Therefor the best women are at the top.

Men are wine. 

Men start as Grapes
Women / Apples Stomp Men into something useful

So I was wondering do the best women(At the top of the tree) stomp harder or not all. Just curious as the definition of "Best" I guess. Personally I was stomped before and it was not all that fun.   hence my question about the women at the top. For if they stomp harder I guess I have no real clue what to do. If they do not stomp at all then I now have something to work towards.  :lol:


----------



## shesulsa (Apr 25, 2007)

Men are so much in love with the apples way up top that they wouldn't know if they were getting stomped on or not - the apples up on top are that delicious! 

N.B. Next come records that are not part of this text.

PR #336, opened 2026-07-29
ForceFreeStates - BUG FIX - Pass direction arg to IntegrationChunk in kinetic EL crossing

logan-nc:
## Summary

`cross_kinetic_singular_surf!` constructed its placeholder `IntegrationChunk` with a stale **4-argument** call:

```julia
IntegrationChunk(0.0, 0.0, false, 0)          # (psi_start, psi_end, needs_crossing, ising)
```

but `IntegrationChunk` is an `@kwdef struct` whose `direction` field (added later for bidirectional parallel FM) makes the positional constructor require **5** arguments. The `ising=0`/`direction=1` defaults apply only to the *keyword* constructor, not the positional one, so the 4-arg call throws:

```
MethodError: no method matching IntegrationChunk(::Float64, ::Float64, ::Bool, ::Int64)
```

The fix passes `direction=1`, matching the two sibling placeholder call sites (`cross_ideal_singular_surf!` and the Riccati crossing), which already use the 5-arg form.

## Why it was latent

The line is only reached on the **serial Euler–Lagrange shooting** solver (`use_parallel=false`) when a **kinetic singular surface** is present (`kinetic_factor>0`, self-consistent Mode A). Until now, self-consistent kinetic runs always routed through the parallel-FM/Riccati path, which bails out *earlier* with `"kinetic_factor > 0 not implemented yet in Riccati"`. So this call site was never executed and the defect stayed hidden.

## Verification

- Empirically reproduced the `MethodError` for the 4-arg call and confirmed the 5-arg call succeeds.
- With the fix, a self-consistent kinetic run (`use_parallel=false`, `kinetic_factor=1`) finds and crosses the kinetic singular surface and completes end-to-end with converged output.
- Regression harness (`diiid_n1`, `solovev_n1`): no attributable change — the touched path is unreachable in these ideal/perturbative cases (confirmed by isolation; the only residual scatter is pre-existing threaded-reduction non-determinism in near-singular PE diagnostics).

https://claude.ai/code/session_01SsLUydP2gJbE1tGoaHDiS1

### DIFF
--- a/src/ForceFreeStates/EulerLagrange.jl
+++ b/src/ForceFreeStates/EulerLagrange.jl
@@ -676,7 +676,7 @@ function cross_kinetic_singular_surf!(
     ksurf = intr.kinsing[ising]
     dpsi = ksurf.psifac - odet.psifac
 
-    params = (ctrl, equil, ffit, intr, odet, IntegrationChunk(0.0, 0.0, false, 0))
+    params = (ctrl, equil, ffit, intr, odet, IntegrationChunk(0.0, 0.0, false, ising, 1))
     du1 = zeros(ComplexF64, intr.numpert_total, intr.numpert_total, 2)
     du2 = zeros(ComplexF64, intr.numpert_total, intr.numpert_total, 2)
 


logan-nc:
@claude review this

logan-nc:
Addressed the review:

- **`ising` consistency (point 1):** amended to `IntegrationChunk(0.0, 0.0, false, ising, 1)`, passing the in-scope `ising` to match the sibling call sites. Still functionally inert (the chunk is discarded in `sing_der!`), but consistent.
- **regression-guardian (point 3):** run against current `develop` (not a stale baseline) — `diiid_n1`, which is the case that exercises the kinetic FGAR quantities. **No attributable change:** `NTV torque FGAR` and `dW FGAR` are OK, and the rows that show a delta (delta prime ~4.5%, resonant field ~4.6–6.6%, island widths ~2.5%) are the known threaded-reduction non-determinism in near-singular PE diagnostics — identical to the develop-vs-develop baseline, not caused by this change. (The ideal `diiid_n1` path never reaches `cross_kinetic_singular_surf!`, so the fix can't affect it.)
- **Test coverage (point 2):** deferring — this is a runtime `MethodError` on a slow self-consistent path, so a tracked regression case would be noise rather than signal. Noted for a future lightweight guard if the placeholder call sites are revisited.

PR #342, opened 2026-07-30
GPEC - DEPRECATION - deprecating mat_flag, ode_flag, cyl_flag

jhalpern30:
Deprecating some flags that have stuck around for a while and should be removed before cleanups start for GPEC 2.0.

- `ode_flag`: a trivial flag that ran the ODE. I can't think of a reason why you'd ever want to not run it
- `cyl_flag`: centered the m grid around 0, I don't think anyone used this
- `mat_flag`: this was determining whether or not to dump the matrices to HDF5. While I think this is potentially useful, it shouldn't be in control and should be in some sort of DEBUG namelist once we get that up and running

I added all deprecated parameters to the deprecated keys list.

Note that for some of the benchmarks, the formatter wasn't run on them so the diff is massive - all I did was remove ode/mat_flags.


jhalpern30:
@claude review

jhalpern30:
@claude review

matt-pharr (approved):
This is overall good cleanup and I like getting rid of fortran flags. However, I should note just so you know @jhalpern30  that there exist a number of reasons someone might want to not run the ode integrator, like if they only want ballooning analysis, for example. We have a big suite with many capabilities now and not all of them require ode, so yeah.

There is also the matter of mat_flag being always on now, which as claude mentioned, will be cumbersome for big scans creating massive h5 files.

However, I think that both of these concerns are for now moot, because I want to restructure the code to work better in scripting form, e.g.

```
eq = Equilibrium("input.geqdsk")
basis, stability = ForceFreeStates(eq, :riccati, :ideal) <-- could also calculate plasma permittivity
rmp = RMPField("coils.dat", amplitude={1: 1000}) # set n=1 amplitude to 1kA
# or, rmp = RMPField(surfmn_output) / etc

perturbed = PerturbedEquilibrium(basis, rmp)
outputs = calculate_quantities(perturbed, ["C_xe", "delta_per_coil", "b_pen"])
```

When we have something like this calculate_quantities() function, these flags will be irrelevant and we will want to get rid of all of them anyways, so this is a good step towards that.

jhalpern30:
@matt-pharr agreed - perhaps the better wording instead of "fully deprecate" is "remove vestigial Fortran debug flags to make room for our own implementations later on"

So I could answer your question, Rich, but ... you'd never feel it anyway! :lol2:


----------



## terryl965 (Apr 25, 2007)

Why do we have to be grapes how come we cannot be banana's or pinnapples?


----------



## Ninjamom (Apr 25, 2007)

How 'bout a parfait?  Parfaits have layers, and everybody loves parfait!


----------



## Touch Of Death (Apr 25, 2007)

Kacey said:


> Apples & Wine
> 
> Women are like apples on trees. The best ones are at the top of the tree. Most men don't want to reach for the good ones because they are afraid of falling and getting hurt. Instead, they sometimes take the apples from the ground that aren't as good, but easy. The apples at the top think something is wrong with them, when in reality, they're amazing. They just have to wait for the right man to come along, the one who is brave enough to climb all the way to the top of the tree.
> 
> ...


The ones at the bottom can stomp with the best of 'em. LOL
Sean


----------



## donna (Apr 25, 2007)

terryl965 said:


> Why do we have to be grapes how come we cannot be banana's or pinnapples?


Sounds like a sour grape :lfao:


----------